Better than wait/notify - can be used to fine tune which thread to wake up when multiple are waiting on the same lock. For example, BlockingQueue implementation uses one lock for the queue but different conditions - full and empty. The put() cares about full condition while take() cares about empty. If we didnt have this granularity and just had notify(), then a take() thread might be woken up when queue is already empty. A notifyAll() would make all threads to unnecessarily contend for resources. Downside is that the signal could be missed f the consumer is not ready.

Countdown Latch

Wait for threads/operations to finish.

CountDownLatch latch = new CountDownLatch(3);
latch.await();

Blocks until latch.countDown() is called 3 times (like by each child thread when it exits). Used for Scatter Gather apps. Can be used outside of threads as well. For example, wait for Redis to be setup before sending messages.

Cyclic Barrier

Helps to synchronize threads. Wait for all threads to reach a particular point before proceeding. Can be reset for repeated sync.

Locking Mechanisms

synchronized
ReentrantLock - added features
ReadWriteLock - if reads > writes. Read locks blocked until write lock is held. Reads run in parallel when write lock is released.
StampedLock -- Optimistic non-blocking read.
Semaphores - limits the number of concurrent access.

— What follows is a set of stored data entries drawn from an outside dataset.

PR #213, opened 2018-09-14
Ensure frontier work queues are updated safely across threads.

### LINKED ISSUE #212: BdbFrontier thread safety
We're attempting to use Heritrix3 with an external module that populates the BdbFrontier via Kafka, and we're hitting problems interacting with the frontier safely. There's some more details in ukwa/ukwa-heritrix#16, but to summarise, ToeThreads are dying because [`keepItem`](https://github.com/internetarchive/heritrix3/blob/05811705ed996122bea1f4e034c1ed5f7a07240f/engine/src/main/java/org/archive/crawler/frontier/WorkQueue.java#L99) is `null` when it should not be.

I believe this is because `peekItem` is marked as `transient`. Occasionally, between setting `peekItem` ([this statement](https://github.com/internetarchive/heritrix3/blob/3892c17b56c409c10e46eb0951ca18296d3d31f2/engine/src/main/java/org/archive/crawler/frontier/WorkQueueFrontier.java#L926)) and using it ([this one](https://github.com/internetarchive/heritrix3/blob/3892c17b56c409c10e46eb0951ca18296d3d31f2/engine/src/main/java/org/archive/crawler/frontier/WorkQueueFrontier.java#L947)), the `WorkQueue` gets updated by a separate thread in a way that forces it to get written out to disk and then read back in again. As `peekItem` is `transient`, flushing it out to the disk and back drops the value and we're left with a `null`.

[NetArchive Suite have also seen this issue](https://sbforge.org/jira/browse/NAS-2560) when using a RabbitMQ-based URL receiver, and [patched it by ignoring the `null`](https://github.com/netarchivesuite/heritrix3/commit/cb087b154c9fa80ef902095dea37d40886bd080e).

The simplest way to avoid this would be to remove the `transient` modified from `peekItem` but that makes me worry because someone deliberately chose to make it `transient` and I don't understand why.

Secondly, I don't understand why we are seeing this, when IA also use similar methods and are (presumably?) not seeing this. Moreover, this model appears not to be fundamentally different to the traditional `ActionDirectory`, so I don't understand why this wasn't seen a long time ago.

Finally, this issue also made it clear that I don't actually understand how best to interact with the BdbFrontier in a thread-safe manner.  If I am right in assuming that every modification to a `WorkQueue` needs to be followed by a `.makeDirty()` that serialised the queue out to disk and reads it back in again, then surely every modification needs to edit-then-write within a `synchronized(WorkQueue)` block? But it's pretty easy to find examples where this appears to be deliberately not the case:

https://github.com/internetarchive/heritrix3/blob/05811705ed996122bea1f4e034c1ed5f7a07240f/engine/src/main/java/org/archive/crawler/frontier/WorkQueueFrontier.java#L390-L410

I'd appreciate any information anyone has on how best to inject URLs into Heritrix3, and on whether or not I've understood how the `BdbFrontier` works.

anjackson:
In an attempt to resolve #212, wrapping all WorkQueue updates in `synchronized` blocks. Has been tested at moderately large scale running the UKWA frequent crawls.

### DIFF
--- a/engine/src/main/java/org/archive/crawler/frontier/WorkQueueFrontier.java
+++ b/engine/src/main/java/org/archive/crawler/frontier/WorkQueueFrontier.java
@@ -602,17 +602,17 @@ implements Closeable,
                         }
                     }
                     readyQ = getQueueFor(key);
-                synchronized (readyQ) {
                     if (readyQ == null) {
                         // readyQ key wasn't in all queues: unexpected
                         logger.severe("Key " + key
                                 + " in readyClassQueues but not allQueues");
                         break findaqueue;
                     }
+                synchronized (readyQ) {
                     if (readyQ.getCount() == 0) {
                         // readyQ is empty and ready: it's exhausted
-                            readyQ.noteExhausted(); 
-                            readyQ.makeDirty();
+                        readyQ.noteExhausted();
+                        readyQ.makeDirty();
                         readyQ = null;
                         continue;
                     }
--- a/engine/src/main/java/org/archive/crawler/frontier/WorkQueueFrontier.java
+++ b/engine/src/main/java/org/archive/crawler/frontier/WorkQueueFrontier.java
@@ -404,10 +404,10 @@ implements Closeable,
                     deactivateQueue(wq);
                 }
             }
+            // Update recovery log.
+            doJournalAdded(curi);
+            wq.makeDirty();
         }
-        // Update recovery log.
-        doJournalAdded(curi);
-        wq.makeDirty();
         largestQueues.update(wq.getClassKey(), wq.getCount());
     }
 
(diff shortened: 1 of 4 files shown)


anjackson:
I've had to muck around a bit to make Travis CI happy, but I think this works fine.

I believe this also resolves:

- https://webarchive.jira.com/browse/HER-507
- https://sbforge.org/jira/browse/NAS-2560

engine/src/main/java/org/archive/crawler/frontier/WorkQueueFrontier.java
```diff
@@ -600,54 +602,57 @@ protected CrawlURI findEligibleURI() {
                         }
                     }
                     readyQ = getQueueFor(key);
-                    if(readyQ==null) {
-                         // readyQ key wasn't in all queues: unexpected
-                        logger.severe("Key "+ key +
-                            " in readyClassQueues but not allQueues");
+                synchronized (readyQ) {
+                    if (readyQ == null) {
```
ato: This branch is unreachable as synchronised will NullPointerException. Should do the null check before synchronised.

anjackson: I think I've resolved this now.

anjackson:
If I don't hear any objections I'm going to go ahead and merge this in day or two. /cc @nlevitt @kris-sigur

anjackson:
Sorry, I mean, I'll merge it on the basis that @ato has reviewed it and we (UKWA) have run it at scale and it performs well.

ReentrantLock vs Synchronized

synchronized(obj) {
   // update resource
}

versus

ReentrantLock mylock = new ReentrantLock();
mylock.lock()
try {
   // update resource
}
finally {
   mylock.unlock();
}

ReentrantLock supports features like:

trylock with option for timeout.
lock interruptibly
fair lock. All threads asking for a lock are stored in a queue. If you specify fairness=true when creating the lock object, it always gives the lock to threads in FIFO order. Default is unfair. Lets say Thread1 has the lock and 3 other threads are in a queue. Right when the lock is released if a Thread5 comes and asks for lock, it will be given. This allows faster operation as queue processing takes time.
lock() can be called more than once. Nothing happens as the thread already has the lock. The hold count increasses and the lock must be released the same number of times.
```
void accessResource(){
    lock.lock();
    if(condition)
         accessResource();
    lock.unlock()
}
```

Deadlocks

Deadlock vs Livelock vs Starvation

Deadlock happens in the OS, where a set of processes are blocked because each process is holding a resource and waiting for another resource acquired by some other process.
Livelock happens in code, where the processes are running but keep checking for some resource and dont progress.
Starvation happens when the low priority processes are blocked by high priority threads.

Causes of Deadlock

Nested Lock aquisition: The following code causes deadlock.

thread1 -> method 1:
synchronized(lockA){
...synchronized(lockB) {..}}

thread2 -> method 2:
synchronized(lockB){
...synchronized(lockA) {..}}

Thread 1 runs and acquires lock A.
Context switched
Thread 2 runs and acquires lock B
Deadlock!
Always lock in the same order.

Circular lock dependency between processes.
resource contention

Detecting Deadlocks

Amazon: How to detect deadlocks? What tools would you use?
Symptoms:

Application becomes sluggish and is slow to respond.
High CPU usage as the threads are busy checking locks
High memory usage as the threads dont allow GC
no activity in logs, indicating that work is not being done.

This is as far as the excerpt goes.